Mamuju, 2 Agustus 2024 – DPRD Provinsi Sulawesi Barat mengadakan Rapat Dengar Pendapat Umum (RDPU) dengan Forum Pemerhati Tambang dan Lingkungan Hidup Sulawesi Barat (MARKAS).
Untuk membahas berbagai isu terkait keberadaan dan dugaan pelanggaran aktivitas tambang di wilayah ini.
Pertemuan berlangsung di ruang Komisi I DPRD Sulawesi Barat dengan dihadiri Wakil Ketua Komisi III, Taufiq Agus, serta perwakilan dari sejumlah OPD, termasuk Biro Hukum, BPKPD, ESDM, PTSP, PUPR, Dinas Kehutanan, dan Kesbangpol.
RDPU ini difokuskan pada dampak aktivitas pertambangan terhadap lingkungan dan masyarakat, dengan tujuan untuk mencari solusi atas persoalan yang muncul.
Taufiq Agus menegaskan pentingnya pertemuan ini sebagai langkah untuk memahami langsung aspirasi masyarakat terkait persoalan tambang yang dinilai meresahkan, khususnya di wilayah Mamuju dan Mamuju Tengah.
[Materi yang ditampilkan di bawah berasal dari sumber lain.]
PR #7073, opened 2024-02-14
Add STPH-4-1-00 Device from NodOn

AlexisPolegato:
Add STPH-4-1-00 Device from NodOn

### DIFF
--- a/src/devices/nodon.ts
+++ b/src/devices/nodon.ts
@@ -147,6 +147,23 @@ const definitions: Definition[] = [
             await reporting.currentSummDelivered(ep);
         },
     },
+    {
+        zigbeeModel: ['STPH-4-1-00'],
+        model: 'STPH-4-1-20',
+        vendor: 'NodOn',
+        description: 'Temperature & humidity sensor',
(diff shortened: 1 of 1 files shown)


Koenkk:

src/devices/nodon.ts
```diff
@@ -147,6 +147,14 @@ const definitions: Definition[] = [
             await reporting.currentSummDelivered(ep);
         },
     },
+    {
+        zigbeeModel: ['STPH-4-1-00'],
+        model: 'STPH-4-1-20',
+        vendor: 'NodOn',
+        description: 'Temperature & humidity sensor',
+        extend: [batteryPercentage(), temperature({'endpoints': ['1']}), humidity({'endpoints': ['1']})],
```
Koenkk, line 155:
```suggestion
        extend: [batteryPercentage(), temperature(), humidity()],
```

Does this also work?

AlexisPolegato: Yes

Koenkk:
Thanks!

PR #7078, opened 2024-02-16
device VIYU_GU10_350_CCT_10454470

ExeErik:
add hornbach device VIYU_GU10_350_CCT_10454470

### DIFF
--- a/src/devices/hornbach.ts
+++ b/src/devices/hornbach.ts
@@ -79,6 +79,13 @@ const definitions: Definition[] = [
         description: 'FLAIR Viyu smart LED bulb CCT E27',
         extend: [light({colorTemp: {range: [220, 500]}})],
     },
+	{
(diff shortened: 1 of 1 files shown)


src/devices/hornbach.ts
```diff
@@ -79,6 +79,13 @@ const definitions: Definition[] = [
         description: 'FLAIR Viyu smart LED bulb CCT E27',
         extend: [light({colorTemp: {range: [220, 500]}})],
     },
+	{
+        zigbeeModel: ['VIYU_GU10_350_CCT_10454470'],
+        model: '10454470',
+        vendor: 'HORNBACH',
+        description: 'FLAIR Viyu smart GU10 CCT lamp',
+        extend: [light({colorTemp: {range: undefined}})],
```
Koenkk, line 87: Can you add the color temp range here? It should be part of the generated converter.

PR #7079, opened 2024-02-16
Remove tamper from different leak detector

Chartreusito:
No physical tamper switches on those devices. I personally own those 4 different devices and tested this.


Koenkk:
Thanks!

PR #7081, opened 2024-02-17
fix aqara z1 1 gang not working

waterlou:


src/devices/lumi.ts
```diff
@@ -2916,21 +2916,21 @@ const definitions: Definition[] = [
         ],
         meta: {multiEndpoint: true},
         endpoint: (device) => {
-            return {'button': 1};
+            return {'button_1': 1};
```
Koenkk, line 2919: Since this is a single rocker, why is multi endpoint needed in the first place? Can you try without `meta` and `endpoint: (device)`?

mrskycriper:
@waterlou do you have this device on hand? Could you test it without endpoints? I'm planing on converting Z1 to modern extend alongside Z1 Pro an it should work without endpoints as single rocker uses only one for switch and action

Selama pertemuan, MARKAS melaporkan temuan dugaan pelanggaran dari beberapa perusahaan tambang di wilayah tersebut.
Diketahui, ada dua perusahaan yang disebut dalam laporan, yakni PT. Kolaka Jaya Perkasa di Kecamatan Tapalang, Kabupaten Mamuju, dan PT. Bumi Karsa yang mengelola tambang batu gajah di Mamuju Tengah.
Kedua perusahaan ini diduga tidak memiliki izin eksplorasi.
Hasil rapat menghasilkan kesepakatan untuk meminta OPD terkait memaparkan data perusahaan tambang di Sulawesi Barat dalam RDPU lanjutan yang akan digelar pada Senin, 5 Agustus.
Pada pertemuan lanjutan tersebut, DPRD akan menghadirkan PT. Brantas dan PT. Bumi Karsa serta OPD terkait guna membahas lebih lanjut langkah penyelesaian isu tambang di wilayah Sulbar.